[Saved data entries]
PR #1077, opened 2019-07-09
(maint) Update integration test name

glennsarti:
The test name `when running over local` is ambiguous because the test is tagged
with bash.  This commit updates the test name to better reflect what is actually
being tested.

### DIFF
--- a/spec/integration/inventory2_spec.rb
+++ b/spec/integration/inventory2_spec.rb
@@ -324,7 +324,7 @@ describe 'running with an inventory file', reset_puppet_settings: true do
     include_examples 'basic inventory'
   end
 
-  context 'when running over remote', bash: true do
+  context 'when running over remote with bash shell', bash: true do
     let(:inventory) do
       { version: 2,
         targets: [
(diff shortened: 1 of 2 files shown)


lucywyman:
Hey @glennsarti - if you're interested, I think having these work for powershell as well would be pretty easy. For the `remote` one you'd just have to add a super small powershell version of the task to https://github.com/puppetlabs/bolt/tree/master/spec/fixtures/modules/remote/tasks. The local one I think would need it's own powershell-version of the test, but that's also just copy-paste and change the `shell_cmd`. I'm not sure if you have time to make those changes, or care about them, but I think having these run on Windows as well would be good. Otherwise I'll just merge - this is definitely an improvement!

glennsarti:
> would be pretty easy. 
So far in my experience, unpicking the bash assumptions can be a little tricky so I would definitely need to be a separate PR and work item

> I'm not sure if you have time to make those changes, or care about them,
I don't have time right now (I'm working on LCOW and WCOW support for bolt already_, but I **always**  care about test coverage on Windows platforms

* * *

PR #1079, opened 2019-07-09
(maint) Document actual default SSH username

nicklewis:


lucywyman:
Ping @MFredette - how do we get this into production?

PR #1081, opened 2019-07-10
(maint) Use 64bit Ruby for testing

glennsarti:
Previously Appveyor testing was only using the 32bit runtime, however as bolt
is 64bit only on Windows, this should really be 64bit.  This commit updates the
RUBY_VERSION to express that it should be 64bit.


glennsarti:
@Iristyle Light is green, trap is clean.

---

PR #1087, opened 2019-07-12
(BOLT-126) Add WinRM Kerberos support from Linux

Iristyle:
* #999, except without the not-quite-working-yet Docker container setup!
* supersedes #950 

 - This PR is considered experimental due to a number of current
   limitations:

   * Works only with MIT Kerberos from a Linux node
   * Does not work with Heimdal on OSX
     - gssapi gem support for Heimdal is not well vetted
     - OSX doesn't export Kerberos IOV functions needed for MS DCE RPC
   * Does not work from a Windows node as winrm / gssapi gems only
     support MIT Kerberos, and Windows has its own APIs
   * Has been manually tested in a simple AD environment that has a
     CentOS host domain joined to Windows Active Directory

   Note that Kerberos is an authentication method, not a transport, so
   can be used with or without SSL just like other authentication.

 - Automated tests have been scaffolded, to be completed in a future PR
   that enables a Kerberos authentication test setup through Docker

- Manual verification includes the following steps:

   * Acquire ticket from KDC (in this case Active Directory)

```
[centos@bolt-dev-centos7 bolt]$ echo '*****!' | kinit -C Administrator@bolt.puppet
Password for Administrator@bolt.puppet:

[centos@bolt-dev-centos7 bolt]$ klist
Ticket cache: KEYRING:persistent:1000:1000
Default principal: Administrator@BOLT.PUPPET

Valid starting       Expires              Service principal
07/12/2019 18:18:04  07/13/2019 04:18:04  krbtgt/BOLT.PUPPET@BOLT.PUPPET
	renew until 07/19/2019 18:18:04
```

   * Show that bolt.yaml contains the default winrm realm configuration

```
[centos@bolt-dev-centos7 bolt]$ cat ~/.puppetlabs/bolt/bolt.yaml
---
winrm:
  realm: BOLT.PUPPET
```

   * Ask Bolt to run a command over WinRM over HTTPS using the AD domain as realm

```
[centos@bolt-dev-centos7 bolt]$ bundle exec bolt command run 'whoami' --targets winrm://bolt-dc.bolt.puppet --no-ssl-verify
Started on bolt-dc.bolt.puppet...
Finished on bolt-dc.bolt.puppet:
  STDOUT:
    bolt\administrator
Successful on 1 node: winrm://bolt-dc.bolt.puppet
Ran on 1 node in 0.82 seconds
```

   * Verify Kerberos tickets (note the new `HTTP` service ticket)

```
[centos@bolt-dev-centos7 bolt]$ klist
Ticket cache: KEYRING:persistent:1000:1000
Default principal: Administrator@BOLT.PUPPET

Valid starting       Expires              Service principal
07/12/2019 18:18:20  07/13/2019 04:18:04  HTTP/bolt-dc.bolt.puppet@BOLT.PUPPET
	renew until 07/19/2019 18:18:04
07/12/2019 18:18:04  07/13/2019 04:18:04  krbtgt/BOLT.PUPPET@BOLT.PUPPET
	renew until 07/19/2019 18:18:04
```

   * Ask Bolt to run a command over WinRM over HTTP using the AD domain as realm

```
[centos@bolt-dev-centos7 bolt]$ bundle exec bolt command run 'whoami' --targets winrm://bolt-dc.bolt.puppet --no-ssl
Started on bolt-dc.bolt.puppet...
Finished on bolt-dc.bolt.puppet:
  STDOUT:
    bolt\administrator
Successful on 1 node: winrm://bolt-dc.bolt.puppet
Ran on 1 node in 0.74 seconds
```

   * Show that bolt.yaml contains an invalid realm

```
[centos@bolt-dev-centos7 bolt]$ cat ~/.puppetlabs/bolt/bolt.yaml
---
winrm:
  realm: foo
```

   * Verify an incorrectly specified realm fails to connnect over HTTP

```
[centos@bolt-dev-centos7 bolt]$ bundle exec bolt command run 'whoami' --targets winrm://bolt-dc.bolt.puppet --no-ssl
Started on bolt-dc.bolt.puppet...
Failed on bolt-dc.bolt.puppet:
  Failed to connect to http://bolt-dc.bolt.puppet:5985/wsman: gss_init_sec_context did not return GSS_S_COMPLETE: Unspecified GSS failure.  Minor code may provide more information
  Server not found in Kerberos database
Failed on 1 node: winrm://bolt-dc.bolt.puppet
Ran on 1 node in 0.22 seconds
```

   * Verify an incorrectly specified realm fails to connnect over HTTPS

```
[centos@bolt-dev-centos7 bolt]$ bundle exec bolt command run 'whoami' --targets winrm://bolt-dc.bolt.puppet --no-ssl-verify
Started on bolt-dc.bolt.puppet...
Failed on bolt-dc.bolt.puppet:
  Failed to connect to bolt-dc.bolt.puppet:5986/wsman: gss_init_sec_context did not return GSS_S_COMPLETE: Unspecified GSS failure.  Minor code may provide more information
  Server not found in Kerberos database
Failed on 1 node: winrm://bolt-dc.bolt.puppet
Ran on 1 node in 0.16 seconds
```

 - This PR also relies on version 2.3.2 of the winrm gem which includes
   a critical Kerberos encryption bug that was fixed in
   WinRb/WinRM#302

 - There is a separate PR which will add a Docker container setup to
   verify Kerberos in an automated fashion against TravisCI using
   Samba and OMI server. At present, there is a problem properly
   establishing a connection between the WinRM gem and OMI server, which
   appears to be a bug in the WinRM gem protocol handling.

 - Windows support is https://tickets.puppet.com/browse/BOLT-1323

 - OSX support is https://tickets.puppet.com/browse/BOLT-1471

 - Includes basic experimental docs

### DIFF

▸ What the exercise asks:
Transcribe the records above from the line holding "PR #1077, opened 2019-07-09" down to the line holding "Hey @glennsarti - if", inclusive, without adding anything.

▸ Your solution:
PR #1077, opened 2019-07-09
(maint) Update integration test name

glennsarti:
The test name `when running over local` is ambiguous because the test is tagged
with bash.  This commit updates the test name to better reflect what is actually
being tested.

### DIFF
--- a/spec/integration/inventory2_spec.rb
+++ b/spec/integration/inventory2_spec.rb
@@ -324,7 +324,7 @@ describe 'running with an inventory file', reset_puppet_settings: true do
     include_examples 'basic inventory'
   end
 
-  context 'when running over remote', bash: true do
+  context 'when running over remote with bash shell', bash: true do
     let(:inventory) do
       { version: 2,
         targets: [
(diff shortened: 1 of 2 files shown)


lucywyman:
Hey @glennsarti - if you're interested, I think having these work for powershell as well would be pretty easy. For the `remote` one you'd just have to add a super small powershell version of the task to https://github.com/puppetlabs/bolt/tree/master/spec/fixtures/modules/remote/tasks. The local one I think would need it's own powershell-version of the test, but that's also just copy-paste and change the `shell_cmd`. I'm not sure if you have time to make those changes, or care about them, but I think having these run on Windows as well would be good. Otherwise I'll just merge - this is definitely an improvement!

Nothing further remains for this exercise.